In OECD countries, equity-driven reforms tend to be targeted at particular
students throughout the educational system who are "at risk" (i.e. on low
incomes) or who have special needs, and to focus on reforms to increase their
success at school. These include special programmes aimed at improving retention
and student achievement, including special, multicultural and bilingual ones for
speakers of minority languages and "head-start" early-education programmes, and
programmes for transition from school to work which combine school curricula
with apprenticeship training and after-school activities designed to increase
pupil motivation and parent involvement. The reforms often include special
training for the teachers involved.
Conflicts between reforms
Whereas all countries have proposed -- and sometimes implemented all three
types of reforms in the context of structural adjustment, the OECD countries and
most of the Asian NICs have tended to focus on competitiveness-induced reforms.
Some OECD countries, such as Australia, Canada, New Zealand, the United States
and many European countries, have also emphasized equity-driven reforms. The
heavily indebted countries of Latin America and Africa have been obliged to
focus almost exclusively on finance-induced reforms.
This holds true even in the case of a specific reform. A good example is
school decentralization. In OECD countries, school decentralization reform
focuses primarily on shifting management control over schools rather than
expenditure cuts. In Africa, Latin America, and even the rapidly
growing
countries of Asia, the main objective of decentralization is to shift
government's financial management responsibility, including the negotiation of
teachers' salaries, on to state and local jurisdictions thus reducing central
government spending and public spending in general.
Despite the competitiveness and equity justification for all finance-driven
reforms associated with structural adjustment policies, such reforms tend to
have economic and educational effects which fail to increase (indeed which can
even undermine) educational quality and equity. Despite calls to reduce public
spending on higher education and increase spending on primary schooling, in
practice when incomes have declined the decreased public spending on education
in most countries has forced low-income children out of school. A recent World
Bank paper refers to Cornia, Jolly and Stewart (1987) in arguing that: "Because
SALs focus on correcting imbalances in the economy and laying the foundations
for growth rather than on equity, the particular forms taken by cuts in
subsidies, real wages, and real education expenditures have high social costs,
at least until the economy begins to grow"; referring to Griffin and Knight
(1989) it continues with the argument that "in many Third World countries human
development programs are 'savagely' cut and long-term prospects for development
diminish while inequality and poverty increase" (Noss, 1991, p. 4).

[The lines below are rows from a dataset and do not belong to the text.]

PR #2803, opened 2019-09-17
update cloned port's dtype

glennlive:
Fix a bug that left the type of some of multi-port (the cloned ports) unchanged when incrementing or decrementing block type.


glennlive:
This bug also applies to 3.8, so back-port requested.  Perhaps there is a better one-liner which can fix this bug?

The combination of economic crisis and structural adjustment results not only
in public expenditure cuts but usually also in lowered incomes; in the case of
SAPs, it tends to reduce incomes unequally, affecting the poor (although not
necessarily all subgroups of the poor) more than those with high incomes. And,
concerning education, as these drops in income are accompanied by pressures to
replace decreased public spending with increased private contributions to
schools (higher user fees or lower subsidies, for example), there is a fall-off
in the demand for schooling. The declining health and nutrition standards which
may accompany structural adjustment can also reduce attendance at school. On the
other hand, higher unemployment rates tend to increase the demand for schooling,
especially at secondary and tertiary levels, and to involve a corresponding
decline in income.
The case for finance-based reforms is persuasive. In many countries, harsh
economic reality dictates that public resources are not and probably will not
become -- available to provide a full and reasonably high-quality basic
education to all children; meanwhile secondary and higher education are heavily
subsidized by the public sector. Low-income countries experiencing slow economic
growth must find private resources for higher levels of schooling if they are to
provide the skills needed in today's world.
High-income countries in a slow-growth world economy also have to allocate
public resources more effectively if they are to continue to deliver
high-quality public services. Further, the World Bank makes a good case that
freely provided education at university and, in some countries, upper-secondary
levels unnecessarily subsidizes students whose families generally could afford
to contribute substantially towards their education -- this at the expense of
poorly funded basic education for the mass of children. The Bank also argues
convincingly that other savings could be made through a more efficient
allocation of resources in the education sector (Lockheed and Verspoor, 1991).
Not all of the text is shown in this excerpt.